Using J1=J2, we have $$\begin{align}5r+s+p+d&=7s+r+p+d\\

5r+s&=7s+r\\

         4r&=6s\\

                r&=\frac{3}{2}s\end{align}$$

Using J2=J3, we have $$\begin{align}7s+r+p+d&=97p+r+s+d\\

         7s+p&=97p+s\\

              6s&=96p\\

                s&=16p \hspace{5mm} \text{(or }p=\frac{1}{16}s\text{)}\end{align}$$

Using J3=J4, and substituting $p=\frac{1}{16}s$ and $r=\frac{3}{2}s$, we have

$$\begin{align}\frac{97}{16}s+\frac{3}{2}s+s+d&=\frac{3}{2}s+s+\frac{1}{16}s+2d\\

               \frac{137}{16}s+d&=\frac{41}{16}s+2d\\

                           d&=6s\end{align}$$

Substituting $s=16p$ into $r=\frac{3}{2}s$ and $d=6s$, we get $d=96p$ and $r=24p.$ So the relative values of the gems in terms of $p$ are $p=p,$ $s=16p,$ $r=24p,$ $d=96p$

Raymond from Farm Cove Intermediate School in New Zealand, decided that:

Because $p$ is worth the least we will use J3 to compare to the others.

This gives $97p+r+s+d=5r+s+p+d$ simplifies to $96p=4r\implies r=24p$

$97p+r+s+d=7s+r+p+d$ simplifies to $96p=6s\implies s=16p$

$97p+r+s+d=2d+s+r+p$ simplifies to $96p=d$

Hamish from Watford Grammar School for Boys added pairs of expressions to form equations, and Lalit from Devonport High School for Boys subtracted pairs of expressions, and both solved the equations using a similar process.

Adithya from Hymers College and Liam from Grange Primary School in Australia used similar methods not involving algebra.

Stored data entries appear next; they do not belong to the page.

PR #1495, opened 2024-12-03
Remove --expt-relaxed-constexpr NVCC flag

### LINKED ISSUE #1494: [FEA]: Remove --expt-relaxed-constexpr from NVCC options

Improvement

Medium

Projects that use cuProj may prefer not to specify `--expt-relaxed-constexpr`. This option is no longer needed by cuProj and we should probably remove it to prevent future breakages.

After testing, ~neither cuSpatial nor~ cuProj doesn't currently need this flag enabled.  

Note that the dependency on `cudftestutil` injects `--expt-relaxed-constexpr` onto the command line for cuSpatial tests. Once we remove that dependency it will be gone completely.

Keep it. We have had at least one user of cuProj who preferred not to have this command line argument be a requirement. It's not likely, but it is possible for this to cause problems. So I think it's better to just remove it.

### Additional context

See also [_No response_](https://github.com/rapidsai/cudf/issues/7795)

harrism:
## Description
Closes #1494

Removes all (unneeded, currently) instances of `expt-relaxed-constexpr` from cuSpatial and cuProj CMake. 

Also adds linkage of `rmm::rmm_logger_impl` needed after changes to RMM and removal of `cudftestutil` from cuproj benchmarks.

## Checklist


trxcllnt (approved):

isVoid (approved):

cpp/CMakeLists.txt
```diff
@@ -68,7 +68,7 @@ set(CUSPATIAL_BUILD_TESTS ${BUILD_TESTS})
 set(CUSPATIAL_BUILD_BENCHMARKS ${BUILD_BENCHMARKS})
 
 set(CUSPATIAL_CXX_FLAGS "")
-set(CUSPATIAL_CUDA_FLAGS --expt-extended-lambda --expt-relaxed-constexpr)
```
isVoid, line 71: Do we also want to remove `--expt-extended-lambda` here? I think it's a good idea to remove exception flags, just to make sure this is intended since it's not mentioned in the PR desc.

isVoid (commented):
Additionally, when I searched this flag in `compile_commands.json`, it still shows up in `cuprojshim` compile commands. Is this a flag inherited? Since I didn't see it in cmakelists.

java/src/main/native/CMakeLists.txt
```diff
@@ -58,8 +58,6 @@ endif()
 set(CMAKE_CUDA_FLAGS "${CMAKE_CUDA_FLAGS} -gencode=arch=compute_60,code=sm_60")
 set(CMAKE_CUDA_FLAGS "${CMAKE_CUDA_FLAGS} -gencode=arch=compute_70,code=sm_70 -gencode=arch=compute_70,code=compute_70")
 
-set(CMAKE_CUDA_FLAGS "${CMAKE_CUDA_FLAGS} --expt-extended-lambda --expt-relaxed-constexpr")
-
```
isVoid, line 62: Same question regarding removal of `--expt-extended-lambda`.

cpp/CMakeLists.txt
harrism: I think it's fine to remove here since it's set in `ConfigureCUDA.cmake`. This was redundant.

java/src/main/native/CMakeLists.txt
harrism: I don't think that this file is used. Also it's sloppy in that it uses `CMAKE_CUDA_FLAGS` unstead of somethign like `CUSPATIAL_JNI_CUDA_FLAGS`.

harrism:
> Additionally, when I searched this flag in `compile_commands.json`, it still shows up in `cuprojshim` compile commands. Is this a flag inherited? Since I didn't see it in cmakelists.

Thanks. I just checked and initially I saw the cuprojshim relaxed-constexpr too. But I deleted the python build directory and rebuilt (to get rid of compile_commands.json) and it regenerated that file without --expt-relaxed-constexpr in it.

This is Liam's explanation:

Each jeweller has 1 of each jewel with the addition of their original gems -3 {because they have given away 3 of their original gems}.

The ruby jeweller has 4 more rubies than anyone else {since the ruby jeweller has 5 rubies left and the others each have 1 ruby}, the sapphire jeweller has 6 extra, the pearl jeweller has 96 extra and the diamond jeweller has 1 extra diamond, meaning: If you divide 96 by 4 you get 24. This means that 1 ruby is worth 24 pearls.

If you do this with every gem you will find 1 diamond is worth 96 pearls, 1 sapphire is worth 16 pearls and 1 ruby is worth 24 pearls.

Joel, Frankie and Zach all used algebraic versions of Liam's method. Frankie from the Ravensbourne School in the UK wrote:

$5r + 1s + 1p + 1d = 7s + 1r + 1p + 1d= 97p + 1r + 1s + 1d = 2d + 1r + 1s + 1p$

I decided to subtract $1s,$ $1p,$ $1r$ and $1d$ from all 4 {'sides' of the equation}:

$4r = 6s = 96p = 1d$

To work out how much each jeweller had lost or gained, Liam, James, Archita, Srushti, Ray and Alicia, Olivia & Bipanshu found the values of each collection in pearls to compare 'before' and 'after' values. Zach and Hamish both used a table to display the information clearly:

Jeweller	Start value in pearls	End value in pearls	Gain in pearls
J1	$8r=192p$	$233p$	$233p-192p=41p$
J2	$10s=160p$	$233p$	$233p-160p=73p$
J3	$100p$	$233p$	$233p-100p=133p$
J4	$5d=480p$	$233p$	$233p-480p=-247p$

Fai, Joel and Frankie used their previous working to express the loss or gain of each jeweller in terms of the gems they had at the beginning. For example, Frankie had rearranged the equations and relative values to get

$s=\dfrac{2}{3}r,$ $p=\dfrac{1}{24}r$, $d=4r$

So J1 has: $5r+\dfrac{2}{3}r+\dfrac{1}{24}r+4r=\dfrac{233}{24}r$ worth of gems. {From $8r$, this is} a gain of $\dfrac{41}{24}r$, which is about $1.71r.$

Amrit and Lalit also found the changes correcly, Amrit by subtracting algebraic expressions, and Lalit assigning a value of 1000 to each collection. Well done to you all!